Drilling Program Shifting to Plug-n-Perf Completions
PDC Energy (ticker: PDCE) may be, generally speaking, in the early stages of its development of the Wattenberg Field. However, its rapid growth while maintaining a sturdy balance sheet can be matched by few in the industry. Only two companies in the coverage universe of Capital One Securities are in position for 35% growth in 2016 while exiting the year with a net debt/EBITDA ratio below 2.0x. Denver-based PDC Energy is one of them.
The company reported average volumes of 47,017 BOEPD in its Q3’15 earnings release, setting a personal record and representing respective increases of 27% and 84% compared to Q2’15 and Q3’14. The production results have PDC management expecting to “meet or slightly exceed” the high end of its total 2015 output of approximately 41,905 BOEPD on average, or 15.0 MMBOE cumulatively.
Its core focus of the Wattenberg Field contributed to 93% of the volumes (the remainder was supplied by the Utica), and the company continues to trim the price tag on well completions. Standard and extended reach laterals are slated to cost $2.9 and $3.9 million apiece, respectively, down approximately $0.2 million apiece compared to the prior quarter. Drilling days also decreased by one, adding to the margin improvements. PDC “fully expects” to land within its 2015 guidance range of $520 to $550 million.
“As proud as we are of the production growth experienced this quarter, the fact that we were able to do so in such an efficient manner from a capital standpoint is what’s really exciting,” said Scott Reasoner, Senior Vice President of Operations for PDC Energy, in a conference call following the release.
Plug-n-Perf Now the Preferred Completion Choice
PDC expects to spud 40 to 50 wells in Q4’15, while turning anywhere from 30 to 35 of those wells to sales. The plug-n-perf completion method is gaining precedence over its prior sliding sleeve approach, as 10 wells using the plug-n-perf will be turned in line in Q4’15 – effectively increasing that completion number by 33% to about 40 overall.
“As far as plug-and-perf, we continue to see a sizable uplift in these wells,” Reasoner said. “We will provide more details in specifics when we release our 2016 budget, but we have gained the confidence needed to include this completion design on the majority of our drilling program.”
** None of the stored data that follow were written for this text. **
PR #6671, opened 2023-12-06
feat(artifacts): Add fsspec storage handler

### LINKED ISSUE #6670: [Feature]: Add fsspec handler to list of artifact storage handlers
### Description

Currently there is one specific storage handler implementation per storage solution (eg. `s3_handler.py` for S3, `gcs_handler.py` for GCS or `local_file_handler.py` for local files)
However, some more niche storage solutions (eg. sftp, gdrive, HadoopFileSystem, DatabricksFileSystem, Dropbox, ...) are not supported. Also other cloud providers such as Alibaba and its storage solution (OSS) are not supported right now. 

### Suggested Solution

The solution to add support for all those missing storage systems at once would be to add a fsspec handler. [fsspec](https://github.com/fsspec/filesystem_spec) is a well maintained project that provides a standardized file-system interface. Applications that make use of it can rely on a common behavior and they do not have to worry about the specific internal implementation decisions of any of the given backends. 
Adding a `fsspec_handler.py` would provide direct support for all the currently unsupported storage solutions, mentioned above.

### Alternatives

_No response_

### Additional Context

_No response_

Jensssen:
Description
-----------

- Fixes #6670

What does the PR do?

copilot:summary

Testing
-------
How was this PR tested?

copilot:poem


jlzhao27:
hey @Jensssen thank you so much for the contribution! 

Sorry for the slow response here, we're making a lot of changes to the W&B SDK with a new golang backend so we might not get to this review for a bit. We're definitely keeping track of the PR and will get to it as soon as we can. cc @noaleetz

wandb/sdk/artifacts/storage_handlers/fsspec_file_handler.py
```diff
@@ -0,0 +1,146 @@
...
+    """Handles a variety of different storage solutions."""
+
+    def __init__(self, scheme: Optional[str] = None) -> None:
+        """Track files or directories on a variety of filesystem.
+
+        For now, this handler supports oss (Alibaba Object Storage System)
+        A list of all available options can be found under the following link:
+        https://github.com/fsspec/filesystem_spec/blob/master/fsspec/registry.py
+        """
+        self._scheme = scheme or "oss"
```
Jensssen, line 31: Here I would have liked to use `fsspec.registry.available_protocols()` however, this would require the import of fsspec being outside of the `if TYPE_CHECKING` block I assume... which causes some of the CI tests to fail

szymon-piechowicz-wandb (commented):
How did you test this? Please explain the steps you took in the PR description.

wandb/sdk/artifacts/storage_handlers/fsspec_file_handler.py
```diff
@@ -0,0 +1,146 @@
...
+        Returns:
+            (os.PathLike): A path to the file represented by `index_entry`
+        """
+        if not local:
+            assert manifest_entry.ref is not None
+            return manifest_entry.ref
+
+        if manifest_entry.ref is None:
+            raise ValueError(f"Cannot add path with no ref: {manifest_entry.path}")
+        fs, fs_path = fsspec.core.url_to_fs(str(manifest_entry.ref))
```
szymon-piechowicz-wandb, line 58: `fsspec` is never imported (expect for type checking), so this will result in `NameError: name 'fsspec' is not defined`. You can import `fsspec` dynamically using `util.get_module()`, see e.g. [here](https://github.com/wandb/wandb/blob/6d7ca08e1b5b2d2f14c2b8e16cd00198520cfcb6/wandb/sdk/artifacts/storage_handlers/s3_handler.py#L47-L51).

wandb/sdk/artifacts/storage_handlers/fsspec_file_handler.py
szymon-piechowicz-wandb: You need to import `fsspec` anyway. See the comment below.

wandb/sdk/artifacts/storage_handlers/fsspec_file_handler.py
```diff
@@ -0,0 +1,146 @@
...
+
+        For now, this handler supports oss (Alibaba Object Storage System)
+        A list of all available options can be found under the following link:
+        https://github.com/fsspec/filesystem_spec/blob/master/fsspec/registry.py
+        """
+        self._scheme = scheme or "oss"
+        self._cache = get_artifact_file_cache()
+
+    def can_handle(self, parsed_url: "ParseResult") -> bool:
+        return parsed_url.scheme in self._scheme
```
szymon-piechowicz-wandb, line 35: `self._scheme` is a `str`, so this will be true e.g. for `os://some_file`.
```suggestion
        return parsed_url.scheme == self._scheme
```

wandb/sdk/artifacts/storage_handlers/fsspec_file_handler.py
```diff
@@ -0,0 +1,146 @@
...
+            raise ValueError(
+                "fsspec file reference: Failed to find file at path %s" % fs_path
+            )
+
+        path, hit, cache_open = self._cache.check_md5_obj_path(
+            B64MD5(manifest_entry.digest),  # TODO(spencerpearson): unsafe cast
+            manifest_entry.size if manifest_entry.size is not None else 0,
+        )
+        if hit:
+            return path
```
szymon-piechowicz-wandb, line 70: Nit: move this above line 58. There's no reason to try to access the file if we have it in the cache.

wandb/sdk/artifacts/storage_handlers/fsspec_file_handler.py
```diff
@@ -0,0 +1,146 @@
...
+
+        Returns:
+            (os.PathLike): A path to the file represented by `index_entry`
+        """
+        if not local:
+            assert manifest_entry.ref is not None
+            return manifest_entry.ref
+
+        if manifest_entry.ref is None:
+            raise ValueError(f"Cannot add path with no ref: {manifest_entry.path}")
```
szymon-piechowicz-wandb, line 57: Nit: when validating data coming from the user it's important to have nice error messages. For data coming from the system an `assert` is enough. If the assert fails, it means we have a bug somewhere.
```suggestion
        assert manifest_entry.ref is not None
```

wandb/sdk/artifacts/storage_handlers/fsspec_file_handler.py
```diff
@@ -0,0 +1,146 @@
...
+        fs, fs_path = fsspec.core.url_to_fs(str(manifest_entry.ref))
+
+        if not fs.exists(fs_path):
+            raise ValueError(
```
szymon-piechowicz-wandb, line 61: Use a more specific exception type, we rely on it e.g. [here](https://github.com/wandb/wandb/blob/6d7ca08e1b5b2d2f14c2b8e16cd00198520cfcb6/wandb/sdk/artifacts/artifact.py#L1779).
```suggestion
            raise FileNotFoundError(
```

wandb/sdk/artifacts/storage_handlers/fsspec_file_handler.py
```diff
@@ -0,0 +1,146 @@
...
+            return path
+
+        md5 = fs.checksum(fs_path)
+        if md5 != manifest_entry.digest:
+            raise ValueError(
+                f"fsspec file reference: Digest mismatch for path {manifest_entry.path}: expected {manifest_entry.digest} but found {md5}"
+            )
+
+        filesystem.mkdir_exists_ok(os.path.dirname(path))
+        fs.get_file(fs_path, path)
```
szymon-piechowicz-wandb, line 79: We need to open the file with `cache_open` and write to it. This handles concurrent cache access correctly, see https://github.com/wandb/wandb/blob/6d7ca08e1b5b2d2f14c2b8e16cd00198520cfcb6/wandb/sdk/artifacts/artifact_file_cache.py#L181

wandb/sdk/artifacts/storage_handlers/fsspec_file_handler.py
```diff
@@ -0,0 +1,146 @@
...
+        fs, fs_path = fsspec.core.url_to_fs(path)
+
+        def md5(path: str) -> Any:
+            return (
+                fs.checksum(path)
+                if checksum
+                else md5_string(str(fs.info(path)["size"]))
+            )
+
+        if fs.isdir(fs_path):
```
szymon-piechowicz-wandb, line 103: When `not checksum`, we shouldn't try to access the URL at all; see e.g. https://github.com/wandb/wandb/blob/6d7ca08e1b5b2d2f14c2b8e16cd00198520cfcb6/wandb/sdk/artifacts/storage_handlers/s3_handler.py#L155-L157

wandb/sdk/artifacts/storage_handlers/fsspec_file_handler.py
```diff
@@ -0,0 +1,146 @@
...
+        max_objects = max_objects or DEFAULT_MAX_OBJECTS
+        # We have a single file or directory
+        entries = []
+        fs, fs_path = fsspec.core.url_to_fs(path)
+
+        def md5(path: str) -> Any:
+            return (
+                fs.checksum(path)
+                if checksum
+                else md5_string(str(fs.info(path)["size"]))
```
szymon-piechowicz-wandb, line 100: We use the file digest to know if the file content changed, and thus we should create a new artifact version. People often have files that never change. In this case they can set `checksum=False` and we use the file URL as its digest. Admittedly, this should be explained better [here](https://github.com/wandb/wandb/blob/6d7ca08e1b5b2d2f14c2b8e16cd00198520cfcb6/wandb/sdk/artifacts/storage_handler.py#L53).

Using file size as its digest is a reasonable heuristic. It won't work properly in the use case where files never change though. The following code will only create one artifact if `first_file.txt` and `second_file.txt` are different but happen to have the same size:
```
artifact = wandb.Artifact("my_artifact", type="my_type")
artifact.add_reference("oss://my_bucket/first_file.txt", name="my_file", checksum=False)
artifact.save()

artifact = wandb.Artifact("my_artifact", type="my_type")
artifact.add_reference("oss://my_bucket/second_file.txt", name="my_file", checksum=False)
artifact.save()
```

szymon-piechowicz-wandb (changes requested):
Thank you for the contribution! I haven't used `fsspec` before, but it looks like a great project that will give us access to a number of different storage backends.

wandb/sdk/artifacts/storage_handlers/fsspec_file_handler.py
```diff
@@ -0,0 +1,146 @@
...
+                            "Exceeded %i objects tracked, pass max_objects to add_reference"
+                            % max_objects
+                        )
+                    physical_path = os.path.join(root, sub_path)
+                    relative_path = os.path.relpath(physical_path, start=fs_path)
+                    if name is not None:
+                        relative_path = os.path.join(name, relative_path)
+
+                    entry = ArtifactManifestEntry(
+                        path=relative_path,
```
szymon-piechowicz-wandb, line 126: Wrap in `LogicalPath` to replace `\` with `/` on Windows:
```suggestion
                        path=LogicalPath(relative_path),
```

wandb/sdk/artifacts/storage_handlers/fsspec_file_handler.py
```diff
@@ -0,0 +1,146 @@
...
+                        ref=FilePathStr(os.path.join(path, relative_path)),
```
szymon-piechowicz-wandb, line 127: Same here:
```suggestion
                        ref=FilePathStr(f"{path}/{relative_path}"),
```

wandb/sdk/artifacts/storage_handlers/fsspec_file_handler.py
```diff
@@ -0,0 +1,146 @@
...
+            if checksum:
+                termlog(
+                    'Generating checksum for up to %i files in "%s"...\n'
+                    % (max_objects, fs_path),
+                    newline=False,
+                )
+            for root, _, files in fs.walk(fs_path):
+                for sub_path in files:
+                    i += 1
+                    if i > max_objects:
```
szymon-piechowicz-wandb, line 115: Nit: we don't need `i`:
```suggestion
                    if len(entries) == max_objects:
```

wandb/sdk/artifacts/storage_handlers/fsspec_file_handler.py
Jensssen: Also replaced `ValueError` with `FileNotFoundError` in `fsspec_file_handler.py`

wandb/sdk/artifacts/storage_handlers/fsspec_file_handler.py
Jensssen: Also adjusted this in `fsspec_file_handler.py`

wandb/sdk/artifacts/storage_handlers/fsspec_file_handler.py
Jensssen: Good remark, also adjusted this in `local_file_handler.py`

wandb/sdk/artifacts/storage_handlers/fsspec_file_handler.py
Jensssen: Same here.

wandb/sdk/artifacts/storage_handlers/fsspec_file_handler.py
Jensssen: My previous intention (which I switched back and forth) was to do something like this 
```
return parsed_url.scheme in self._fsspec.available_protocols()
```
This would allow all currently supported storage solutions from fsspec. However, I only ran "integration" tests on oss and hf.
Since the fsspec_handler is checked last, a s3 or gcs URI would still be handled using the dedicated, existing s3_handler.py or gcs_handler.py

Jensssen:
> Thank you for the contribution! I haven't used `fsspec` before, but it looks like a great project that will give us access to a number of different storage backends.

Yes indeed, some more niche storage solutions such as OSS (Alibaba), Huggingface or OCI (Oracle) would also be covered all at once :)

wandb/sdk/artifacts/storage_handlers/fsspec_file_handler.py
Jensssen: Due to the fact that I added this at the top: 
```
        if not checksum:
            entry_path = name or (key if key != "" else bucket)
            return [ArtifactManifestEntry(path=entry_path, ref=path, digest=path)]
```
This code will actually never be reached if `checksum=False` correct?
```
        return (
            fs.checksum(path)
            if checksum
            else md5_string(str(fs.info(path)["size"]))
```
So currently, this `md5_string(str(fs.info(path)["size"]))` will never be executed / reached...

PDC management explained a plug-n-perf pad in its Middle Core Wattenberg acreage realized uplift of 15% to 25% compared to the sliding sleeve technique. “Based on what we see right now, we’re going to be doing most of our wells next year using plug-and-perf,” added Reasoner. The 440 MBOE type curves for the Middle Niobrara target of those completions do not take into account PDC’s recent technological advancements, which management hinted could lead to a boost on estimated ultimate recoveries. A newly used fracturing service is supplying additional returns of 5% to 10% on average.
Results are also incoming on a 22-well equivalent downspacing test on its Becker pad, with all 19 wells expected to be turned in line by the end of November. A 26-well equivalent downspacing test on the Rieder pad was completed and turned in line in late October. Management admits the full results of the tests, including sensitivities related to decline curves, may not be available for as many as 180 days after first production.
2016 Roadmap is Set
PDC bolstered its near-term balance sheet in a news release on October 1, 2015, reaffirming its $700 million borrowing base and extending it’s the maturity of its revolving credit facility to 2020. PDC’s elected commitment on the borrowing base is $450 million, of which $62 million is drawn. Taking into account the commitments, total liquidity for as of September 30, 2015, was approximately $392 million (or $642 million, taking into account the full borrowing base) and the company expects to exit 2015 with a debt-to-EBITDAX ratio of approximately 1.5x.
We foresee the fourth quarter and 2016 to be cash flow neutral or slightly cash flow positive,” said Bart Brookman, Chief Executive Officer of PDC Energy. “The company will maintain ample liquidity to execute our business plan and operational flexibility to speed up or slow down based on market conditions.”
That includes the opportunity for acquisitions, which PDC will evaluate in a very selective fashion. Management did not rule out the possibility of entering a new play, but guided analysts and stockholders that any opportunities must line up with Wattenberg economics, which are obviously held in very high regard by the company. Lance Lauck, Senior Vice President of Corporate Development, explained: “We technically are going to pursue those opportunities that make sense to us. But at the end of the day, we’ve got a pretty high threshold to overcome when you look at the returns in the Wattenberg field.”